Task objective:
The required answer is the count of lines in the records that contain "independently", with no other text.

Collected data
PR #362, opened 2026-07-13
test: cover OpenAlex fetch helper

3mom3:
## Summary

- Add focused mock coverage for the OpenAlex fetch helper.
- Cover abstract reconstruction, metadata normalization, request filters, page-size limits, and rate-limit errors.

==

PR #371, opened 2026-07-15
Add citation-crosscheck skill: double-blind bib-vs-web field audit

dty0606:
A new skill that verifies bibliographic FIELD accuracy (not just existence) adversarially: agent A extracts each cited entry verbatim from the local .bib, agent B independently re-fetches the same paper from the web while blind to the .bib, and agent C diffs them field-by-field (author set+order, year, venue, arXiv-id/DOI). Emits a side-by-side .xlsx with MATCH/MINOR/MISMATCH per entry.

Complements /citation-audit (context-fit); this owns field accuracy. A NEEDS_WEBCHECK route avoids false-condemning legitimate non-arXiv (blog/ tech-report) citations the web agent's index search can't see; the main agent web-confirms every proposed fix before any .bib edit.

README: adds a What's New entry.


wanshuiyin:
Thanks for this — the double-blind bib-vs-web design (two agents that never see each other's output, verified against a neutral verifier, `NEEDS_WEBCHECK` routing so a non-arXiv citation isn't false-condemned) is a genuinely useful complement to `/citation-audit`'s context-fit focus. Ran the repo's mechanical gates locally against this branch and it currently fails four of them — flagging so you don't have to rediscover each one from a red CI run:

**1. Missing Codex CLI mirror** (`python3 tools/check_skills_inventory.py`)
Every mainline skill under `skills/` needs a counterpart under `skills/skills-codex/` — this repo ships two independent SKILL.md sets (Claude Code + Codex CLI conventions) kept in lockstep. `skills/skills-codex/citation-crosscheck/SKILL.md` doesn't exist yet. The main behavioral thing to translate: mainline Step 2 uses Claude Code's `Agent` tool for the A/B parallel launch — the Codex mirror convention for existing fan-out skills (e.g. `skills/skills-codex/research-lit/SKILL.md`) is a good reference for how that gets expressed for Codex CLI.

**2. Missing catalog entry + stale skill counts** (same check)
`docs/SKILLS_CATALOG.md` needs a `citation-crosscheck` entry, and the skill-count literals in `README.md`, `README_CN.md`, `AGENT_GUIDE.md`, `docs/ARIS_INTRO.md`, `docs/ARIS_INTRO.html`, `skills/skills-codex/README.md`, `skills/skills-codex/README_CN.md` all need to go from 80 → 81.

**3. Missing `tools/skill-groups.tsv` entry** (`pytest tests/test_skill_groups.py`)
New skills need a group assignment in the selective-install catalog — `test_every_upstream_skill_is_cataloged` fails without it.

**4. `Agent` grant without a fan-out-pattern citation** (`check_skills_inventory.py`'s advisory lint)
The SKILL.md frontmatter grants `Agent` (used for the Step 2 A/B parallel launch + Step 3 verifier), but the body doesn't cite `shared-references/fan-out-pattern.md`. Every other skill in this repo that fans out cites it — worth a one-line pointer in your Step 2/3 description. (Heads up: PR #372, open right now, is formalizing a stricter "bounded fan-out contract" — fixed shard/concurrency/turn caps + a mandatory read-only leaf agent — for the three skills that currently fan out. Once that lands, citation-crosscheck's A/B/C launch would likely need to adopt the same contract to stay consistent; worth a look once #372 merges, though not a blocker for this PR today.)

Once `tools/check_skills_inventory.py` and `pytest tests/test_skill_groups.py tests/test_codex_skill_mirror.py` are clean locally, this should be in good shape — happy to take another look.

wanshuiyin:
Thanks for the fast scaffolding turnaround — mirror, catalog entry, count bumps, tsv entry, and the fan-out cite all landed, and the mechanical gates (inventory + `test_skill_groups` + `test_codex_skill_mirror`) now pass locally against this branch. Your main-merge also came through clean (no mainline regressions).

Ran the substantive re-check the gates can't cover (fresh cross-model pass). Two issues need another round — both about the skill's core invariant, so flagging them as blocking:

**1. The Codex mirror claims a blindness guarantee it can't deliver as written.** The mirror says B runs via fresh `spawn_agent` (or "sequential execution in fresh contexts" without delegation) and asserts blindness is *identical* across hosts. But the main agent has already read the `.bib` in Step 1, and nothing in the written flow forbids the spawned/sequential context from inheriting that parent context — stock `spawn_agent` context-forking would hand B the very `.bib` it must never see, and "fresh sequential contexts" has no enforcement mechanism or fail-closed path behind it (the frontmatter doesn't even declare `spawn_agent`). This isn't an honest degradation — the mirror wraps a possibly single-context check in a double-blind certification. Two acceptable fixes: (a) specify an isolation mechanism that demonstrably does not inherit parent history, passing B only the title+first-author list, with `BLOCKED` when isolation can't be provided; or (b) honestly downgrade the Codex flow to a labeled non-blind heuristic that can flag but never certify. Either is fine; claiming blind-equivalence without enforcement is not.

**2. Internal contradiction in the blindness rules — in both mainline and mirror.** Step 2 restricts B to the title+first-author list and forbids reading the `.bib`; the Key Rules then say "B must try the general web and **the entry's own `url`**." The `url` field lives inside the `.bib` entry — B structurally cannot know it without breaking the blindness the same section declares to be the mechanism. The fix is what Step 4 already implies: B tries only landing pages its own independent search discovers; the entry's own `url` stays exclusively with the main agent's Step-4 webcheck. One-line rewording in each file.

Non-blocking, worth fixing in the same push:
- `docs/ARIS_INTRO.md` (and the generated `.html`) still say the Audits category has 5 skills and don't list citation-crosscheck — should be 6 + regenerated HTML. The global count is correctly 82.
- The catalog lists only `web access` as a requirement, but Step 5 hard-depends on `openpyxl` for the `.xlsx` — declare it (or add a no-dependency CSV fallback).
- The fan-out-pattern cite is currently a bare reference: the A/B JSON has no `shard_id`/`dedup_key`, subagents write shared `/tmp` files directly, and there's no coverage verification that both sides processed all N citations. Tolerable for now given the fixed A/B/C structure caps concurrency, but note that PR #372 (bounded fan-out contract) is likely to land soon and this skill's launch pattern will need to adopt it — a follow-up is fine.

* * *

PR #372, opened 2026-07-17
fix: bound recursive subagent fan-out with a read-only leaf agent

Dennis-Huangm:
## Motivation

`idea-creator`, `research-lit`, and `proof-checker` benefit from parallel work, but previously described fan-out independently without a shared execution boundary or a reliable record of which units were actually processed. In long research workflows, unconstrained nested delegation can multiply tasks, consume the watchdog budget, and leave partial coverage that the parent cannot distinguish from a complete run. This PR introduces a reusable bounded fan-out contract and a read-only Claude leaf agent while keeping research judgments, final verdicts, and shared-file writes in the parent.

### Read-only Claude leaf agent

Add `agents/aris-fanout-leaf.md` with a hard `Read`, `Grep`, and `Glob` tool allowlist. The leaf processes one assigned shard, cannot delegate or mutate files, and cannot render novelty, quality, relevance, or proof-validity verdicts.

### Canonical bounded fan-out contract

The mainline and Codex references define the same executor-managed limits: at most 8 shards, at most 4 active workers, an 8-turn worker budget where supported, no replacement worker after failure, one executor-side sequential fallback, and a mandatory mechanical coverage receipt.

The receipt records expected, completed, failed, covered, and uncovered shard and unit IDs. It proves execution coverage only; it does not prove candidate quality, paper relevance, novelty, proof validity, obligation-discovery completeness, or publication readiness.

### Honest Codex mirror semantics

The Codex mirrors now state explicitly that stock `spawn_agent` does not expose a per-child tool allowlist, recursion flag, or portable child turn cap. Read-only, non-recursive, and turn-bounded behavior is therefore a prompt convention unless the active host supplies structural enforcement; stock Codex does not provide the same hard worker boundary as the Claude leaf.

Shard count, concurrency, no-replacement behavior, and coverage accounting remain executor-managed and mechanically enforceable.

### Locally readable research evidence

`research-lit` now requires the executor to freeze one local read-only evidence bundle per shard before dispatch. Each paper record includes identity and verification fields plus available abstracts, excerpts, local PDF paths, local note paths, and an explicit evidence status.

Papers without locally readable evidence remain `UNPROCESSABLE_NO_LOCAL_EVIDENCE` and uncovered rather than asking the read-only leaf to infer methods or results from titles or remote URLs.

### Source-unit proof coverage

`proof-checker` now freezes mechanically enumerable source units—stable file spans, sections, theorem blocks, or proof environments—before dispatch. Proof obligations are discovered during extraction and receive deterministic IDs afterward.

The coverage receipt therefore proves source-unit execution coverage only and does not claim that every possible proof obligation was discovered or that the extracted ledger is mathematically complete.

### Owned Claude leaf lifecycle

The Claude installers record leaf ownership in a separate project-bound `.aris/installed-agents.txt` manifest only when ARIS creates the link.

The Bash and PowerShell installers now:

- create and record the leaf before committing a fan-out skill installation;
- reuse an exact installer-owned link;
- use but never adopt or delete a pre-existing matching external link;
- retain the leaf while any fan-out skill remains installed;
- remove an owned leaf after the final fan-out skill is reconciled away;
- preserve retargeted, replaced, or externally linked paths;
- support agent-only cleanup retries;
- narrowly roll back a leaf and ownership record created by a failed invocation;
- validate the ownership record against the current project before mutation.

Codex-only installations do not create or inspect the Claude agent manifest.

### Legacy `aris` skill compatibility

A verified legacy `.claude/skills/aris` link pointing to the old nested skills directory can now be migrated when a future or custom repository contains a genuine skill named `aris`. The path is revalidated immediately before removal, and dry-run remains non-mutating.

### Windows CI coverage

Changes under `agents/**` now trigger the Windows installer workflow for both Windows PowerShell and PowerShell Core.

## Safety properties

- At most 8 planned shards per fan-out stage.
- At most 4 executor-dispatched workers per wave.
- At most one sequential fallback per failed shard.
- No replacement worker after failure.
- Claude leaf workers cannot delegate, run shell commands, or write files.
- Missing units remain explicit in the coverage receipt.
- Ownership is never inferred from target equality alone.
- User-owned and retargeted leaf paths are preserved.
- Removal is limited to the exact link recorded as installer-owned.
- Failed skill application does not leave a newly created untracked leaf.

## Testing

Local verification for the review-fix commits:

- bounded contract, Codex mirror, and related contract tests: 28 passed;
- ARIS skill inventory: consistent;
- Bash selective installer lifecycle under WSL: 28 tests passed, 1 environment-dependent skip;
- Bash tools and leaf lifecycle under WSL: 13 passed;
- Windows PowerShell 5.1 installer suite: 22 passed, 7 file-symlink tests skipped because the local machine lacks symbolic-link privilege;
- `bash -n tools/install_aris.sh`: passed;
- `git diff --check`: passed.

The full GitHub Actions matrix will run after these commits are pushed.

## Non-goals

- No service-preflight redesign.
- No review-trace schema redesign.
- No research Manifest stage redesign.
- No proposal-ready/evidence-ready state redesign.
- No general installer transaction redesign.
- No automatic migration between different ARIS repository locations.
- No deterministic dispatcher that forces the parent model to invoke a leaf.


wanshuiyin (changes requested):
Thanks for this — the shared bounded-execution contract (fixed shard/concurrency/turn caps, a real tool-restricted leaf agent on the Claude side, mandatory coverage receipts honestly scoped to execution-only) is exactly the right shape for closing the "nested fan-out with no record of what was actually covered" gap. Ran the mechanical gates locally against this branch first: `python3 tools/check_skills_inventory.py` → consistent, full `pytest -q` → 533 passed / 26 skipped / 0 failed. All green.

Answer for this exercise:
2